Section 410.165(a) provides that the contested case hearing officer, as finder of fact, is the sole judge of the relevance and materiality of the evidence as well as of the weight and credibility that is to be given the evidence. It was for the hearing officer, as trier of fact, to resolve the inconsistencies and conflicts in the evidence. Garza v. Commercial Insurance Company of Newark, New Jersey, 508 S.W.2d 701, 702 (Tex. Civ. App.-Amarillo 1974, no writ). This is equally true regarding medical evidence. Texas Employers Insurance Association v. Campos, 666 S.W.2d 286, 290 (Tex. App.-Houston [14th Dist.] 1984, no writ). The trier of fact may believe all, part, or none of the testimony of any witness. Taylor v. Lewis, 553 S.W.2d 153, 161 (Tex. Civ. App.-Amarillo 1977, writ ref’d n.r.e.); Aetna Insurance Co. v. English, 204 S.W.2d 850 (Tex. Civ. App.-Fort Worth 1947, no writ). An appeals-level body is not a fact finder and does not normally pass upon the credibility of witnesses or substitute its own judgment for that of the trier of fact, even if the evidence would support a different result. National Union Fire Insurance Company of Pittsburgh, Pennsylvania v. Soto, 819 S.W.2d 619, 620 (Tex. App.-El Paso 1991, writ denied). When reviewing a hearing officer’s decision for factual sufficiency of the evidence we should reverse such decision only if it is so contrary to the overwhelming weight of the evidence as to be clearly wrong and unjust. Cain v. Bain, 709 S.W.2d 175, 176 (Tex. 1986); Pool v. Ford Motor Co., 715 S.W.2d 629, 635 (Tex. 1986). Applying this standard, we find no error in the hearing officer’s finding of injury.

The date of injury is also a question of fact. Texas Workers’ Compensation Commission Appeal No. 94534, decided June 13, 1994. Section 401.011(34) defines occupational disease as including repetitive trauma injuries.

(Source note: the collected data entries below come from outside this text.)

PR #376, opened 2015-11-23
refs #8389 - lower case Foreman hostname to match foreman_proxy

domcleal:
Lower case FQDN used in the Foreman URL for apipie-bindings (in Hammer)
to work correctly and also to match foreman_proxy to ensure correct
ordering of foreman_smartproxy resources in init.pp's resource
collector.

---

Fixes the issue I noted in https://github.com/theforeman/puppet-foreman_proxy/pull/148#issuecomment-158368123, simply due to case sensitive comparisons in the init.pp resource collector.

### DIFF
--- a/manifests/params.pp
+++ b/manifests/params.pp
@@ -1,8 +1,9 @@
 # The foreman default parameters
 class foreman::params {
+  $lower_fqdn = downcase($::fqdn)
 
 # Basic configurations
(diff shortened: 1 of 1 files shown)


ekohl:
:+1:

mmoll:
merged, thanks @domcleal!

PR #377, opened 2015-12-01
fix discovery plugin specs

mmoll:
I'm not sure why this is not working as expected, but it's a start...

### DIFF
--- a/spec/classes/foreman_plugin_discovery_spec.rb
+++ b/spec/classes/foreman_plugin_discovery_spec.rb
@@ -5,14 +5,22 @@ describe 'foreman::plugin::discovery' do
     next if only_test_os() and not only_test_os.include?(os)
     next if exclude_test_os() and exclude_test_os.include?(os)
 
-    let(:facts) { facts }
-
     context "on #{os}" do
+      let(:facts) { facts }
+
+      case facts[:operatingsystem]
+        when 'Debian'
+          tftproot = '/srv/tftp'
+        when 'FreeBSD'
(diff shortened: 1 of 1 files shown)


domcleal:
Is this intermittent?  Or did one of today's merges somehow fix it by changing which tests we run on Ruby 1.8.7?  (https://travis-ci.org/theforeman/puppet-foreman/builds/94114145)

domcleal:
Curious, same failure on foreman_proxy's modulesync branch: https://travis-ci.org/theforeman/puppet-foreman_proxy/jobs/94114204

mmoll:
the code is almost the same, regarding `include ::tftp::params` and using `$::tftp::params::root`

spec/classes/foreman_plugin_discovery_spec.rb
```diff
@@ -7,12 +7,18 @@
 
     let(:facts) { facts }
```
domcleal: Got it!  This should be inside the `context "on #{os}"` block.

When you run the whole file you're getting facts from the wrong OS, probably whichever OS is defined first or last.  This might be why it was affecting Ruby 1.8.7 tests in particular as the hash order isn't deterministic - while on other Ruby versions it was probably a single OS every time (something with /var/lib).

mmoll:
indeed, thanks! should turn green now. :)

ekohl:
:+1: on green tests

mmoll:
:green_heart:

ekohl:
Thanks!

The date of injury for an occupational disease is the date the employee knew or should have known that the disease may be related to the employment. Section 408.007. Applying the standard of review discussed above, we find sufficient evidence to support the hearing officer’s finding that the date of injury was _____________.

The two treating doctors’ records support the hearing officer’s decision that the claimant had disability from _____________, through the date of the CCH. Because the hearing officer found that the claimant was unable to obtain or retain employment at her preinjury wages as a result of her compensable injury during this period, the hearing officer did not err in determining that the claimant had disability from _____________, to June 3, 2002. See Section 401.011(16).

The hearing officer’s decision and order are affirmed as reformed.

The official name of the carrier is COMMERCE & INDUSTRY INSURANCE COMPANY and the name and address of its registered agent for service of process is

CORPORATION SERVICE COMPANY

800 BRAZOS, SUITE 750, COMMODORE 1

AUSTIN, TEXAS 78701.

Gary L. Kilgore

CONCUR:

Judy L. S. Barnes – Appeals Judge

Robert W. Potts – Appeals Judge

  1. 1 In his Finding of Fact the hearing officer finds _____________, as the date of injury. However, his Conclusion of Law states the date of injury is _____________. This is obviously a typographical error and we reform it to read _____________.